Give every line of the records exactly, please, from the first up to and including the one containing "PR #281, opened 2026-07-30".

BEGIN Given data

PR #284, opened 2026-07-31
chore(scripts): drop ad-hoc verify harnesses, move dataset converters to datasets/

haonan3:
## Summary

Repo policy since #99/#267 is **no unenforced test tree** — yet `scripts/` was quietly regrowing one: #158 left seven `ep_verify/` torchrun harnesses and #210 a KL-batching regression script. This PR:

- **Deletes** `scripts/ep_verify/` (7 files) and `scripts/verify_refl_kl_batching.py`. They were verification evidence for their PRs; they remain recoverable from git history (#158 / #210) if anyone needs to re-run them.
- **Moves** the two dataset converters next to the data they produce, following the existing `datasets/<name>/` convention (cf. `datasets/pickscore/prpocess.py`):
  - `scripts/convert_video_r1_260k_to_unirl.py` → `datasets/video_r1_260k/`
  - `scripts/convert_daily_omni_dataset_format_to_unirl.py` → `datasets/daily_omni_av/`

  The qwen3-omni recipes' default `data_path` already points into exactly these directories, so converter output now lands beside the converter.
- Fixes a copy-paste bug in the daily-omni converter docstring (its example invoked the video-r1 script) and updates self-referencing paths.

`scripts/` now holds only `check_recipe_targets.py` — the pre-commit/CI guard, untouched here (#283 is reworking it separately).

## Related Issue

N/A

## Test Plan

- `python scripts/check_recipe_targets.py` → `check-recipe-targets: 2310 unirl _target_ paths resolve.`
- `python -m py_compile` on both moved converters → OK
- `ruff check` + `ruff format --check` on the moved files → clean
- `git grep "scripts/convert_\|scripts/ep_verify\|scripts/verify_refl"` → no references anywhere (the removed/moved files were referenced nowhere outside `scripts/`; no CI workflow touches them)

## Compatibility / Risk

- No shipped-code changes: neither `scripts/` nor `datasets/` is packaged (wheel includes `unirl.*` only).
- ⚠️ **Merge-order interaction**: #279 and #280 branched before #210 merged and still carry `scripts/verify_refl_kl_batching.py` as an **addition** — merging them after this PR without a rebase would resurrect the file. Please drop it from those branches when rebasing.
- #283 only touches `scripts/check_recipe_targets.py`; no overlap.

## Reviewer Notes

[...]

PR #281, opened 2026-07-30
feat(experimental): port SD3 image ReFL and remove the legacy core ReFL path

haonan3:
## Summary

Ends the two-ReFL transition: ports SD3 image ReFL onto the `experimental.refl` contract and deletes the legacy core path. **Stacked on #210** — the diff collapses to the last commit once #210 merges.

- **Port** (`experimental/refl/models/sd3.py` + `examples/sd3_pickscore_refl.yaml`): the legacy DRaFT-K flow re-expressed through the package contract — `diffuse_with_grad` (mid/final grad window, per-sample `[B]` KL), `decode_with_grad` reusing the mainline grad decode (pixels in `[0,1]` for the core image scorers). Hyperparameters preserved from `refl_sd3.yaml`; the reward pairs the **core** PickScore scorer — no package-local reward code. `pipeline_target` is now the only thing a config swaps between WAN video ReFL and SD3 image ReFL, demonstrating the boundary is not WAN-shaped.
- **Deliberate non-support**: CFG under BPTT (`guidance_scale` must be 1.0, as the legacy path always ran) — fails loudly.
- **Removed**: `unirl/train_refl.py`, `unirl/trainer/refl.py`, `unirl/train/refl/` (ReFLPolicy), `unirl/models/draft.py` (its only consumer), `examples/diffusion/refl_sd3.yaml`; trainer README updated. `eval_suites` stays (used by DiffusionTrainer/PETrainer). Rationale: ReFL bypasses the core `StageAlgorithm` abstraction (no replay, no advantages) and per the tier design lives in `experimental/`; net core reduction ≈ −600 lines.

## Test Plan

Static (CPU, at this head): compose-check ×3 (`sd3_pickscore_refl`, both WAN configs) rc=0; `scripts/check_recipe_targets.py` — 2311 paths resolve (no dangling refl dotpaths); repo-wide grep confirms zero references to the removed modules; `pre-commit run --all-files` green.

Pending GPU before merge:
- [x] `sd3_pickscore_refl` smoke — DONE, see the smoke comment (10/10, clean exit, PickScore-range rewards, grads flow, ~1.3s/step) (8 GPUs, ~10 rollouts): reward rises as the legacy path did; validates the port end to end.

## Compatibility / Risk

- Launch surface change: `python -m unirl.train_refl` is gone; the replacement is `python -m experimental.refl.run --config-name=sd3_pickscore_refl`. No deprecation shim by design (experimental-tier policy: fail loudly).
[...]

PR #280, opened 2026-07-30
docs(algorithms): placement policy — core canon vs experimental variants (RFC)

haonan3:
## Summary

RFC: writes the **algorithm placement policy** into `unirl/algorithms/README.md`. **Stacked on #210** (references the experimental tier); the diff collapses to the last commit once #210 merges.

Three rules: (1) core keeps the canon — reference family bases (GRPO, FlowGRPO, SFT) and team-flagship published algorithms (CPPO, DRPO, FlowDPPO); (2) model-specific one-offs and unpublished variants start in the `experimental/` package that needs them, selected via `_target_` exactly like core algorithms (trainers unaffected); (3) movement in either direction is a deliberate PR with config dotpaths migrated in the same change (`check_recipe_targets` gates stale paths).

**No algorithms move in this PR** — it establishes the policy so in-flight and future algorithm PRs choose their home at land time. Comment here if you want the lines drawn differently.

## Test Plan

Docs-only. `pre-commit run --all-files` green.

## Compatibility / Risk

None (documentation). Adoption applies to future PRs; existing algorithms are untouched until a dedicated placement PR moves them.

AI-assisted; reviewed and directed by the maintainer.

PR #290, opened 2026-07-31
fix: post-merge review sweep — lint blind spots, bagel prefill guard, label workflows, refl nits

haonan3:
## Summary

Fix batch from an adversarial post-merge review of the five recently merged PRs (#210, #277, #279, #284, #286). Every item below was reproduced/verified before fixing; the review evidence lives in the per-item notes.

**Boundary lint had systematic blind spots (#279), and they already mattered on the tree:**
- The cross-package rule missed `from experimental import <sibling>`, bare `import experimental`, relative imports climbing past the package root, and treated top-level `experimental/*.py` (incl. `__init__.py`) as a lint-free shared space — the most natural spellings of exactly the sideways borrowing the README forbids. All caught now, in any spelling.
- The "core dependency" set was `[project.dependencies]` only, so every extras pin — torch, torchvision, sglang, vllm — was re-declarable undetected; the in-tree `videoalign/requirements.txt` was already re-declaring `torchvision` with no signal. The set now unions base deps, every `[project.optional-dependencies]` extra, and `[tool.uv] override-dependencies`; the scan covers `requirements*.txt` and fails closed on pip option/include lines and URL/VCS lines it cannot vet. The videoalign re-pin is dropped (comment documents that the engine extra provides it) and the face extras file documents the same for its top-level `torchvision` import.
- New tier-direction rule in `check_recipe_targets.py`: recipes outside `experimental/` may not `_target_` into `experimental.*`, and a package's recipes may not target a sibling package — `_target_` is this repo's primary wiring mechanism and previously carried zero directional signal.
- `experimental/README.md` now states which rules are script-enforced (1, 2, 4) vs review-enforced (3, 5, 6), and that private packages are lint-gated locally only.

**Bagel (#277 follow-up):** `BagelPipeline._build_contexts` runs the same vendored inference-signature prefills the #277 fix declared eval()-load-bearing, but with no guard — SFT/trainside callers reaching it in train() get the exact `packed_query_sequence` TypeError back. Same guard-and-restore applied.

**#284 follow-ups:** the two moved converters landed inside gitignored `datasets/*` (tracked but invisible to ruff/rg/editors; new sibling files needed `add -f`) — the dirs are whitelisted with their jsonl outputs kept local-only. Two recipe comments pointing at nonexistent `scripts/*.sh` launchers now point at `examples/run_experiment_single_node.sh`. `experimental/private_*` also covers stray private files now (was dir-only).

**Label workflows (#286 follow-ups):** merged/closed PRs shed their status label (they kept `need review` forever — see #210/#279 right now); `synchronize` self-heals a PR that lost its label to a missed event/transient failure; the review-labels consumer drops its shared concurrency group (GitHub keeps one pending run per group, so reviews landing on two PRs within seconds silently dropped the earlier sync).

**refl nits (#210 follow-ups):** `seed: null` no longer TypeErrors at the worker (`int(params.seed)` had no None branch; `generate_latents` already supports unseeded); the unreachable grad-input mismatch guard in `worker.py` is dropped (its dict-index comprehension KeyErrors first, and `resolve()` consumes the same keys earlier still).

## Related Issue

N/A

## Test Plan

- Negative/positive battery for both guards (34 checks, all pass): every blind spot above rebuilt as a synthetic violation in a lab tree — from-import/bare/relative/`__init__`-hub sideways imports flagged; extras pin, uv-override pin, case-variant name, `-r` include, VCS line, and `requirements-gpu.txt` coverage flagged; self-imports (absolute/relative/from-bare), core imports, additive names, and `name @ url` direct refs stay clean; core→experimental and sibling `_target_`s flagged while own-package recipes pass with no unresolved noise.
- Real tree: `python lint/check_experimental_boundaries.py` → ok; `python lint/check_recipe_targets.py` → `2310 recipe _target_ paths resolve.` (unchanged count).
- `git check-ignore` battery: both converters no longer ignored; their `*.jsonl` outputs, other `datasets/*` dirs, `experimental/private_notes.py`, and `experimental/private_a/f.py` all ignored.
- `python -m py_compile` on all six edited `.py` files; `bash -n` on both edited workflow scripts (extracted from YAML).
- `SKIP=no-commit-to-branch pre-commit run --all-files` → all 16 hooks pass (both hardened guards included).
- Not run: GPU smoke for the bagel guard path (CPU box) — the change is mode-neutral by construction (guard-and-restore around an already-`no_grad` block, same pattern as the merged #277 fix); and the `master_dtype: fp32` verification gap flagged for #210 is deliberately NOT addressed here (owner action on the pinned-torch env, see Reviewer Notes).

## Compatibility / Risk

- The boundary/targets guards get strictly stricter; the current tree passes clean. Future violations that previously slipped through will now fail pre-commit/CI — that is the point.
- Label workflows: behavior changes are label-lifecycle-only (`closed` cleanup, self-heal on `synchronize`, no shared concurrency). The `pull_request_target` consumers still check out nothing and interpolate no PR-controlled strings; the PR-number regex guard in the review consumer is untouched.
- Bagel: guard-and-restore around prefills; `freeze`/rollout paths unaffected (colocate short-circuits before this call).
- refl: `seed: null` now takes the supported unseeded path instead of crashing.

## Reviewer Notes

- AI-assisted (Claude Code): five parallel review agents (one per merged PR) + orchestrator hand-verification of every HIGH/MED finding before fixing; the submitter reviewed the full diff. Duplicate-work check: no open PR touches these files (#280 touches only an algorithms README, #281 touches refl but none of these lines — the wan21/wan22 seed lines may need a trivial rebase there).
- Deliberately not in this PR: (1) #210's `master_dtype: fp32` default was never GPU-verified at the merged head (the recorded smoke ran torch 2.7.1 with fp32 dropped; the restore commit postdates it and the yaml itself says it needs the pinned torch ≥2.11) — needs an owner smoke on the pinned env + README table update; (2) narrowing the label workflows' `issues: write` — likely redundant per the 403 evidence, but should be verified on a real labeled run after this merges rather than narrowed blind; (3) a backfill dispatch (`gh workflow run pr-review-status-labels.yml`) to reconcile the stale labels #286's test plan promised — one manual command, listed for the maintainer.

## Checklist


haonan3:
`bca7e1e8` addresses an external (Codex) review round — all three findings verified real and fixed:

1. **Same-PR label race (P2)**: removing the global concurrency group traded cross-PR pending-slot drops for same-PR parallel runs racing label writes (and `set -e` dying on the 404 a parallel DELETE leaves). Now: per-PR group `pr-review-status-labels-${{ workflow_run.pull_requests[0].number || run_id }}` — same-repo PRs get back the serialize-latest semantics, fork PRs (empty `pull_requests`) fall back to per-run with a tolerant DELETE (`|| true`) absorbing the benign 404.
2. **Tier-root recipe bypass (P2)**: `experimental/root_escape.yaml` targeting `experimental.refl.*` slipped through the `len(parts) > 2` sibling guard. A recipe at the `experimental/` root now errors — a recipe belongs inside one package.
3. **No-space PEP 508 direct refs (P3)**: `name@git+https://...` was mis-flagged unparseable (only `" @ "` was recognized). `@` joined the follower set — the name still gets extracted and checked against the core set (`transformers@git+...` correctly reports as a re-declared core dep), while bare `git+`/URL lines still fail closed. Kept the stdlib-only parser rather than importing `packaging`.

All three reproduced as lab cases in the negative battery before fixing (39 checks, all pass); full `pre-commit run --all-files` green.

END Given data

▶ Result of this exercise:
PR #284, opened 2026-07-31
chore(scripts): drop ad-hoc verify harnesses, move dataset converters to datasets/

haonan3:
## Summary

Repo policy since #99/#267 is **no unenforced test tree** — yet `scripts/` was quietly regrowing one: #158 left seven `ep_verify/` torchrun harnesses and #210 a KL-batching regression script. This PR:

- **Deletes** `scripts/ep_verify/` (7 files) and `scripts/verify_refl_kl_batching.py`. They were verification evidence for their PRs; they remain recoverable from git history (#158 / #210) if anyone needs to re-run them.
- **Moves** the two dataset converters next to the data they produce, following the existing `datasets/<name>/` convention (cf. `datasets/pickscore/prpocess.py`):
  - `scripts/convert_video_r1_260k_to_unirl.py` → `datasets/video_r1_260k/`
  - `scripts/convert_daily_omni_dataset_format_to_unirl.py` → `datasets/daily_omni_av/`

  The qwen3-omni recipes' default `data_path` already points into exactly these directories, so converter output now lands beside the converter.
- Fixes a copy-paste bug in the daily-omni converter docstring (its example invoked the video-r1 script) and updates self-referencing paths.

`scripts/` now holds only `check_recipe_targets.py` — the pre-commit/CI guard, untouched here (#283 is reworking it separately).

## Related Issue

N/A

## Test Plan

- `python scripts/check_recipe_targets.py` → `check-recipe-targets: 2310 unirl _target_ paths resolve.`
- `python -m py_compile` on both moved converters → OK
- `ruff check` + `ruff format --check` on the moved files → clean
- `git grep "scripts/convert_\|scripts/ep_verify\|scripts/verify_refl"` → no references anywhere (the removed/moved files were referenced nowhere outside `scripts/`; no CI workflow touches them)

## Compatibility / Risk

- No shipped-code changes: neither `scripts/` nor `datasets/` is packaged (wheel includes `unirl.*` only).
- ⚠️ **Merge-order interaction**: #279 and #280 branched before #210 merged and still carry `scripts/verify_refl_kl_batching.py` as an **addition** — merging them after this PR without a rebase would resurrect the file. Please drop it from those branches when rebasing.
- #283 only touches `scripts/check_recipe_targets.py`; no overlap.

## Reviewer Notes

[...]

PR #281, opened 2026-07-30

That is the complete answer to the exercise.